PR #2751, opened 2022-10-26
fix scaling managed machine pool to zero

nojnhuh:
**What type of PR is this?**
/kind bug

Scaling a MachinePool backed by AzureManagedMachinePool to 0 replicas would never successfully apply those changes because the internal `AgentPoolSpec` type used to convert Cluster API types to the Azure resource cannot distinguish between a specified 0 and unspecified number of replicas, and assumes 0 means unspecified. This causes the resulting PUT operation during reconciliation to omit the replica count instead of setting it to 0.

For reference, this is where the `AgentPoolSpec` is constructed:
https://github.com/kubernetes-sigs/cluster-api-provider-azure/blob/4b5768a12ee9d14c174c8f208bddeaeac5d1acf3/azure/scope/managedmachinepool.go#L153-L156

Fixes #

I'm working on a [set of e2e tests](https://github.com/kubernetes-sigs/cluster-api-provider-azure/compare/main...nojnhuh:cluster-api-provider-azure:aks-topology-test) which cover this scenario among other related scaling tests. Please let me know if those tests should be included in this PR.

Since only User node pools can be scaled to 0, I verified that scaling a System node pool to 0 fails reasonably, with this condition getting set on the MachinePool:
```yaml
- lastTransitionTime: "2022-10-26T18:05:37Z"
  message: 'agentpools failed to create or update. err: failed to update resource
    aks-22378/pool0 (service: agentpools): failed to begin operation: Code="InvalidParameter"
    Message="The value of parameter agentPoolProfile.count is invalid. Please see
    https://aka.ms/aks-naming-rules for more details." Target="agentPoolProfile.count"'
  reason: Failed
  severity: Error
  status: "False"
  type: InfrastructureReady
```

**TODOs**:

- [ ] squashed commits
- [ ] includes documentation
- [ ] adds unit tests

**Release note**:

```release-note
Fixed an issue preventing AKS "User" node pools from successfully scaling to 0 replicas
```

/area managedclusters

### DIFF
--- a/azure/services/agentpools/spec.go
+++ b/azure/services/agentpools/spec.go
@@ -189,10 +189,6 @@ func (s *AgentPoolSpec) Parameters(existing interface{}) (params interface{}, er
 	if len(s.AvailabilityZones) > 0 {
 		availabilityZones = &s.AvailabilityZones
 	}
-	var replicas *int32
-	if s.Replicas > 0 {
-		replicas = &s.Replicas
-	}
 	var nodeTaints *[]string
 	if len(s.NodeTaints) > 0 {
 		nodeTaints = &s.NodeTaints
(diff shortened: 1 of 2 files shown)


mboersma:
> I'm working on a [set of e2e tests](https://github.com/kubernetes-sigs/cluster-api-provider-azure/compare/main...nojnhuh:cluster-api-provider-azure:aks-topology-test) which cover this scenario

There is a `TestParameters` unit test that calls this func. Maybe it could be improved to cover this change?

nojnhuh:
> There is a `TestParameters` unit test that calls this func. Maybe it could be improved to cover this change?

Good call, I just added a test that passes with this change but failed before. I think we'll probably still want to do some e2e tests scaling machine pools up and down but a unit test definitely makes sense to include here.

mboersma (commented):
/lgtm

CecileRobertMichon (commented):
/lgtm
/approve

- [Exercise brief] Would you copy the whole listing exactly?

- [Answer to this exercise]
PR #2751, opened 2022-10-26
fix scaling managed machine pool to zero

nojnhuh:
**What type of PR is this?**
/kind bug

Scaling a MachinePool backed by AzureManagedMachinePool to 0 replicas would never successfully apply those changes because the internal `AgentPoolSpec` type used to convert Cluster API types to the Azure resource cannot distinguish between a specified 0 and unspecified number of replicas, and assumes 0 means unspecified. This causes the resulting PUT operation during reconciliation to omit the replica count instead of setting it to 0.

For reference, this is where the `AgentPoolSpec` is constructed:
https://github.com/kubernetes-sigs/cluster-api-provider-azure/blob/4b5768a12ee9d14c174c8f208bddeaeac5d1acf3/azure/scope/managedmachinepool.go#L153-L156

Fixes #

I'm working on a [set of e2e tests](https://github.com/kubernetes-sigs/cluster-api-provider-azure/compare/main...nojnhuh:cluster-api-provider-azure:aks-topology-test) which cover this scenario among other related scaling tests. Please let me know if those tests should be included in this PR.

Since only User node pools can be scaled to 0, I verified that scaling a System node pool to 0 fails reasonably, with this condition getting set on the MachinePool:
```yaml
- lastTransitionTime: "2022-10-26T18:05:37Z"
  message: 'agentpools failed to create or update. err: failed to update resource
    aks-22378/pool0 (service: agentpools): failed to begin operation: Code="InvalidParameter"
    Message="The value of parameter agentPoolProfile.count is invalid. Please see
    https://aka.ms/aks-naming-rules for more details." Target="agentPoolProfile.count"'
  reason: Failed
  severity: Error
  status: "False"
  type: InfrastructureReady
```

**TODOs**:

- [ ] squashed commits
- [ ] includes documentation
- [ ] adds unit tests

**Release note**:

```release-note
Fixed an issue preventing AKS "User" node pools from successfully scaling to 0 replicas
```

/area managedclusters

### DIFF
--- a/azure/services/agentpools/spec.go
+++ b/azure/services/agentpools/spec.go
@@ -189,10 +189,6 @@ func (s *AgentPoolSpec) Parameters(existing interface{}) (params interface{}, er
 	if len(s.AvailabilityZones) > 0 {
 		availabilityZones = &s.AvailabilityZones
 	}
-	var replicas *int32
-	if s.Replicas > 0 {
-		replicas = &s.Replicas
-	}
 	var nodeTaints *[]string
 	if len(s.NodeTaints) > 0 {
 		nodeTaints = &s.NodeTaints
(diff shortened: 1 of 2 files shown)


mboersma:
> I'm working on a [set of e2e tests](https://github.com/kubernetes-sigs/cluster-api-provider-azure/compare/main...nojnhuh:cluster-api-provider-azure:aks-topology-test) which cover this scenario

There is a `TestParameters` unit test that calls this func. Maybe it could be improved to cover this change?

nojnhuh:
> There is a `TestParameters` unit test that calls this func. Maybe it could be improved to cover this change?

Good call, I just added a test that passes with this change but failed before. I think we'll probably still want to do some e2e tests scaling machine pools up and down but a unit test definitely makes sense to include here.

mboersma (commented):
/lgtm

CecileRobertMichon (commented):
/lgtm
/approve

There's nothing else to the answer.